--- Records supplied ---

PR #245, opened 2015-10-15
For VCR, use module.hostport to set the hostport

abhinav:
m = thrift.load(..)
    m.hostport = foo

Is the same as

    m = thrift.load(..)
    m.SomeService._module.hostport = foo

Because `m.SomeService._module` is `m`.

@blampe @breerly @junchaowu


abhinav:
Abandoning in favor of #247. Merging to 0.18.

Issue #220, opened 2015-10-12
Changing the `hostport` after thrift.load


abhinav:
Currently there's no way to change the hostport used by the generated module when using `tchannel.thrift.load`. Need to figure out a good way to do this.

abhinav:
Right now, you can change the hostport like so:

    mod = tchannel.thrift.load(...)
    mod.hostport = bar

Thoughts on what a better API for this would look? I don't imagine you'd want to change it on a per-request basis.

We could do something like the following if we decide we're okay with that level of complexity.

    new_mod = mod.with_hostport(bar)

Thoughts? @blampe @breerly @junchaowu

abhinav:
@breerly suggests adding `hostport=` to `tchannel.thrift(..)`. If present, it takes precedence over the hostport specified in `thrift.load`.

    m = thrift.load(..., hostport=foo)
    tchannel.thrift(m.MyService.something(..), hostport=bar)

PR #247, opened 2015-10-15
For VCR, use module.hostport to set the hostport

abhinav:


blampe:
Don't want to expose this as a method? This marries us to the hostport variable name doesn't it?

abhinav:
This PR is just to eliminate a redundancy in how things are being done right now. It's not a behavioral change.

Issue #220 for discussion on how we want people to change it.

abhinav:
Abandoning in of #251.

---

> _Work to be completed_
Reproduce the entries above in full, so that each one reads exactly as before.

> _Result_
PR #245, opened 2015-10-15
For VCR, use module.hostport to set the hostport

abhinav:
m = thrift.load(..)
    m.hostport = foo

Is the same as

    m = thrift.load(..)
    m.SomeService._module.hostport = foo

Because `m.SomeService._module` is `m`.

@blampe @breerly @junchaowu


abhinav:
Abandoning in favor of #247. Merging to 0.18.

Issue #220, opened 2015-10-12
Changing the `hostport` after thrift.load


abhinav:
Currently there's no way to change the hostport used by the generated module when using `tchannel.thrift.load`. Need to figure out a good way to do this.

abhinav:
Right now, you can change the hostport like so:

    mod = tchannel.thrift.load(...)
    mod.hostport = bar

Thoughts on what a better API for this would look? I don't imagine you'd want to change it on a per-request basis.

We could do something like the following if we decide we're okay with that level of complexity.

    new_mod = mod.with_hostport(bar)

Thoughts? @blampe @breerly @junchaowu

abhinav:
@breerly suggests adding `hostport=` to `tchannel.thrift(..)`. If present, it takes precedence over the hostport specified in `thrift.load`.

    m = thrift.load(..., hostport=foo)
    tchannel.thrift(m.MyService.something(..), hostport=bar)

PR #247, opened 2015-10-15
For VCR, use module.hostport to set the hostport

abhinav:


blampe:
Don't want to expose this as a method? This marries us to the hostport variable name doesn't it?

abhinav:
This PR is just to eliminate a redundancy in how things are being done right now. It's not a behavioral change.

Issue #220 for discussion on how we want people to change it.

abhinav:
Abandoning in of #251.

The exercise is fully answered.